Enterprise software companies have a tendency to perform creative allocation among internal revenue segments, thus we have to context SAP’s with some caution. Also, many of the SAP HANA applications have experienced a delayed market entry and are just reaching customer release visibility and confined to certain non-mission critical application segments. All that as an aside, the SAP performance is still impressive, especially when placed in context to the ongoing market battle with rival Oracle. In December, Oracle surprised analysts with a disappointing fiscal Q2 2012 financial performance, indicating only a 2 percent adjusted growth rate in software license revenues.

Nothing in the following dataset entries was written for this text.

PR #798, opened 2026-09-17
fix JAR fallback text

### LINKED ISSUE #779: "Wallet MAY continue with JAR" is contradicted later in the spec and intended to be a MUST
https://openid.github.io/OpenID4VP/openid-4-verifiable-presentations-1_1-wg-draft.html#name-authorization-request says:

> The Wallet MAY continue with JAR when it receives request_uri_method parameter with the value post but does not support this feature.

I don't think this is correct; this is actually a MUST I believe - https://openid.github.io/OpenID4VP/openid-4-verifiable-presentations-1_1-wg-draft.html#name-new-parameters says:

> Wallets not supporting the post method will send a GET request to the Request URI (default behavior as defined in [[RFC9101](https://openid.github.io/OpenID4VP/openid-4-verifiable-presentations-1_1-wg-draft.html#RFC9101)]).

I'd be tempted to put that 'will' as a MUST too, but I think it's probably clear as is. Deleting 'will' would work too.

I suggest changing the 'MAY continue with JAR' to a 'MUST' (or possibly removing the 'MAY' from the sentence, or just removing the sentence entirely.)

The certification tests treat the 'MAY' as a 'MUST'.

c2bo:
Fixes #779 

Added it to the 1.0 errata as well


brentzundel:
Discussed to day. @jogu  and @awoie will review

jogu (approved):
There's a little bit of a breaking change around treating unknown values as GET that's a little bit dicey (in terms of whether we can included it in the conformance tests for wallets that are following 1.0 without errata) but overall I think it's probably best to make the change.

awoie (approved):
LGTM, although the change could be considered breaking. However, it is probably what wallets have implemented already, so it should be fine.

dpostnikov (approved):

brentzundel:
Sufficient review time, approved, no requests for changes, merging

For readers unfamiliar with HANA, it will become SAP’s answer to leveraging today’s advanced in-memory computing for areas such as advanced planning and predictive analytics. In our Supply Chain Matters attendance at SAP’s 2011 Sapphire customer conference, we shared our belief that if successful, conversion of SAP applications and software infrastructure to take maximum advantage of in-memory technology would be market game changing. Last year’s Sapphire customer conference provided a more detailed understanding of how extensive and far-reaching this objective really is, as well as the difficult technical challenges that SAP needed to overcome. Subsequent SAP influencer focused events have lacked some details related to the future release schedules of HANA powered applications. At face value, the fact that customers are now beginning to buy into the potential of HANA is noteworthy.

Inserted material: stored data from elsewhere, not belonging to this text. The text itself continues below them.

PR #47, opened 2017-04-13
Cyl Mesh Cleanup

lheagy:
## Cleanup on 3D cyl implementation
- use deflation matrices to build cyl mesh operators from tensor mesh operators

## Updates in TensorMesh
- pull out the stencil of the edgeCurl
- pull out stencil in faceDiv, cellGrad, nodalLaplacian
- separate averaging operators so they can be constructed component by component


discretize/CylMesh.py
```diff
@@ -338,6 +793,44 @@ def faceDivz(self):
...
+
+    #     if self.isSymmetric:
+    #         G1 = sp.kron(utils.speye(n[2]), ddxCellGrad(n[0], BC))
+    #     else:
+    #         G1 = self._deflationMatrix('Fx').T * utils.kron3(
+    #             utils.speye(n[2]), utils.speye(n[1]), ddxCellGrad(n[0], BC)
+    #         )
+    #     return G1
+
+    @property
```
lheagy: should raise a `NotImplementedError` for now - doesn't work yet

discretize/CylMesh.py
```diff
@@ -382,99 +875,12 @@ def edgeCurl(self):
...
-                O3 = utils.spzeros(self.nFz, self.nEz)
-
-                # Z contribution to the curl
-                Cz = sp.hstack((-Dr_z, Dt_z, O3))
-
                 self._edgeCurl = (
-                    utils.sdiag(1/A) *
-                    sp.vstack([Cr, Ct, Cz], format="csr") *
-                    utils.sdiag(E)
+                    utils.sdiag(1/self.area) *
```
lheagy: feels good to remove all of the above code :)

discretize/CylMesh.py
```diff
@@ -218,16 +398,276 @@ def vol(self):
...
+            deflate_y = np.zeros(self._ntNy, dtype=bool)
+            deflate_y[0] = True
+            deflateEx = np.nonzero(np.kron(
+                np.ones(self._ntNz, dtype=bool),
+                np.kron(
+                    deflate_y,
+                    np.ones(self.nCx, dtype=bool)
+                )
+            ))[0].tolist()
+            self.__hangingEx = dict(zip(
```
lheagy: there is a fair bit of changing of types here
(bool --> ints (indices) --> list --> list of tuples --> dict)

This was the way that was most convenient for me to work with - open to suggestions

From a supply chain and supplier relationship management lens, the real test for HANA focused applications is yet to come. The initial test will be the long awaited Sales and Operations Planning (S&OP) powered by HANA application that is scheduled for initial customer release this quarter. Supply Chain Matters has been attempting to secure a detailed briefing on this specific application. During his keynote address at the 2011 Sapphire conference, SAP father and Supervisory Board member Hasso Plattner declared that if he had his way, all of SAP’s business planning applications and specifically the SAP APO application should be the initial targets of further HANA enablement. We were quick on the keys to “tweet” that statement in belief that SAP’s SCM and SRM customers take note of the implications of that statement.
We continue to believe that in-memory computing will have profound impacts in supporting future supply chain sourcing, planning, fulfillment, collaboration and decision support needs but customers will need vendors like SAP to actively integrate this technology within the existing applications, and not leave that burden on the shoulders of existing customers.
The preliminary uptake of HANA is indeed impressive but the real test will come in SAP operations and mission critical applications such as supply chain and supplier relationship management focused applications.